Have fun. There's nothing like the anticipation of getting your first box(es) of ISOMs!! Enjoy.


----------



## RPB67 (Mar 26, 2005)

The wait and anticipation begins -


----------



## Blaylock-cl (Apr 28, 2006)

...and the waiting *is* the hardest part....


----------



## Thurm15 (Jan 28, 2005)

I remember the 1st time I placed an order. How many times did you put those cigars in the "shopping basket" before you actually ordered em? 
Good Luck to you.


----------



## 4WheelVFR (Jun 27, 2006)

Thurm15 said:


> I remember the 1st time I placed an order. How many times did you put those cigars in the "shopping basket" before you actually ordered em?
> Good Luck to you.


I know I've never done this.......ok maybe just once.:r


----------



## SDmate (Apr 24, 2005)

Thurm15 said:


> I remember the 1st time I placed an order. How many times did you put those cigars in the "shopping basket" before you actually ordered em?
> Good Luck to you.


 that is so true...for me 6 or 7 times.. lol
cheer to yer slide down the slope mate:al :al


----------



## kheffelf (Jul 31, 2006)

Well I placed them in a cart a couple of different times, but I also had the problem with changing the items in the cart. I went back and forth with a couple of different items. Then I decided that was enough and just went ahead and pulled the trigger.


----------



## j6ppc (Jun 5, 2006)

Cheers mate - you will like 'em.


----------



## raisin (Dec 3, 2005)

Waiting? We don' need no stinkin waiting! The best one is the one right off the truck. (just joking, but few can resist the temptation)
The 06 Monty II's are smoking great fresh, and the BPC's are good anytime- enjoy!


----------



## Stogiefanatic182 (Oct 28, 2005)

Waiting sucks. I got so paranoid when it hit the week and a half mark and my sticks still hadnt arrived, but they finally came in and I was the happiest kid in the world.


----------



## TechMetalMan (Apr 2, 2006)

WTG Kyle!


----------



## papajohn67 (May 25, 2006)

Also played delete the order game, then I finally ordered, waited sweating bullets and said never again.


----------



## papajohn67 (May 25, 2006)

papajohn67 said:


> Also played delete the order game, then I finally ordered, waited sweating bullets and said never again.
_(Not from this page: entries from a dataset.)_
PR #2474, opened 2026-08-22
fix(dynamodb): recognize every HASH attribute of a composite GSI partition key

### LINKED ISSUE #2461: [BUG] DynamoDB: GSI composite partition key ignores every HASH attribute but the first

omatheusmesmo:
## Summary

- `DynamoDbAccessPath` gains `partitionKeyNames()` (all HASH attributes, in key-schema order)
- Validator now requires equality on EVERY HASH attribute of a composite GSI partition key (any order)
- Legacy `KeyConditions` execution path now checks every HASH attribute, not just the first

Closes #2461

## Type of change

- [x] Bug fix (`fix:`)

## AWS Compatibility

A GSI with a composite partition key was broken: querying with only the first HASH attribute returned items from any partition; querying with all HASH attributes (the correct form) was rejected as "not supported".

## Checklist

- [x] New tests added (validator + execution, expression and legacy paths)
- [x] Conventional Commits

### DIFF
--- a/src/main/java/io/github/hectorvent/floci/services/dynamodb/DynamoDbAccessPath.java
+++ b/src/main/java/io/github/hectorvent/floci/services/dynamodb/DynamoDbAccessPath.java
@@ -43,11 +43,14 @@ record DynamoDbAccessPath(String indexName, Kind kind, List<KeySchemaElement> ke
     }
 
     String partitionKeyName() {
+        return partitionKeyNames().getFirst();
+    }
+
+    List<String> partitionKeyNames() {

Forgot to say I'm currently waiting for my most recent order.


----------



## dayplanner (Dec 11, 1997)

Bwahahahaha, that didn't take long.


----------



## kheffelf (Jul 31, 2006)

cquon said:


> Bwahahahaha, that didn't take long.


Yeah, I know less than a week since you sent me my first and less than two days after I smoked my first. I know they need age so I figured I should get on it. There are just to many to try so I need to start buying to start trying.


----------



## dayplanner (Dec 11, 1997)

Aging depends on taste, IMO. But you don't know until you try 'em.
Right off the truck gives a reference point for future tasting.


----------



## cfheater (Jan 14, 2006)

Thurm15 said:


> I remember the 1st time I placed an order. How many times did you put those cigars in the "shopping basket" before you actually ordered em?
> Good Luck to you.


I must have done that a hundred times. How about having to decide what to buy? Every ten seconds I would change my order and recalculate how much I would spend and was it worth it? Am I going to get them? What happens if I get fakes. The list goes on and on. That is hilarious.


----------



## puffmtd (Sep 7, 2005)

There you go! I remember my first box...RASS...Mmmmm. You made a good choice too. I like the Boli PC's. Haven't tried the Monte 2's yet but I'm in love with the 4's.


----------



## StudentSmoker (Apr 24, 2006)

Welcome to the Darkside. Go ahead and apply for another credit card.


----------



## JohnnyFlake (May 31, 2006)

Ahh! You have started to slip and slide down that dangerous but exciting slope!

Congratulations!!!:w 

Johnny


----------



## ToddziLLa (Oct 17, 2005)

And so it begins...


----------



## sgresso (Feb 24, 2006)

congrats!!!


----------



## omowasu (Aug 9, 2006)

Congrats on your first purchase - and the Bolivar PC's / MC#2's are both great sticks, especially for a first go.


----------



## dahigman (Jul 4, 2005)

It all starts so innocently, and then the obsession kicks in. It is like starting over, but in a good way. Enjoy your smokes!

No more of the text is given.